* TASK TO CARRY OUT
Your reply should consist solely of the number of lines in the data that contain "some".

Dataset entries
----------------------------------------
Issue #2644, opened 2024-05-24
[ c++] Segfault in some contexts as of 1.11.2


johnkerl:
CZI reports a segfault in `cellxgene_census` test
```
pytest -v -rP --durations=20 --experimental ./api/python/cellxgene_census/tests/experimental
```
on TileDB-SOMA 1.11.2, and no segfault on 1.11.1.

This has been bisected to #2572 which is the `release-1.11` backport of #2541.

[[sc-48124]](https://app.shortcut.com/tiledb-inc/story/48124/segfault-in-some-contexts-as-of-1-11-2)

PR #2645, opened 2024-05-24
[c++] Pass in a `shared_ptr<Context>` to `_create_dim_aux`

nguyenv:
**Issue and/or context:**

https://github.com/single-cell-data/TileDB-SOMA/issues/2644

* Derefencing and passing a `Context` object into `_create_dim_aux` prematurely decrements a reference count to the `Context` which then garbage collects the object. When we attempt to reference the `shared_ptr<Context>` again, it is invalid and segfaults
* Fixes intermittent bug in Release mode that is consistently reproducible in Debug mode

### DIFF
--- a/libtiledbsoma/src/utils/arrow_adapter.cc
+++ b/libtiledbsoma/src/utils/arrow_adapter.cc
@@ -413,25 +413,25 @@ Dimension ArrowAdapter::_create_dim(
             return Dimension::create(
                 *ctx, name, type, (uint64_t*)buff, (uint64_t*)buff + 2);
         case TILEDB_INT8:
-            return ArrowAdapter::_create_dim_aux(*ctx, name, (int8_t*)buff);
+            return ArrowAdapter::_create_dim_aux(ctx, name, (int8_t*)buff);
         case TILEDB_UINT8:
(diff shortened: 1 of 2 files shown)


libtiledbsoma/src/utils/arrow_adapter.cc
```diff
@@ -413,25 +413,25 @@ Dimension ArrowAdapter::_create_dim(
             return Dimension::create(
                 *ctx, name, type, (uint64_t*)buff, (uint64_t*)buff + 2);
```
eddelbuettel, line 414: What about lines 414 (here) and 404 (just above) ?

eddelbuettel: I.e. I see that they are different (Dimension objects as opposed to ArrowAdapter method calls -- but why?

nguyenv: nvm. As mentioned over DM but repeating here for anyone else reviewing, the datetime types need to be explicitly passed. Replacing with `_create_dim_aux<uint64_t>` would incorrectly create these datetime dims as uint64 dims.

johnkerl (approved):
----------------------------------------
* EXERCISE SOLUTION
2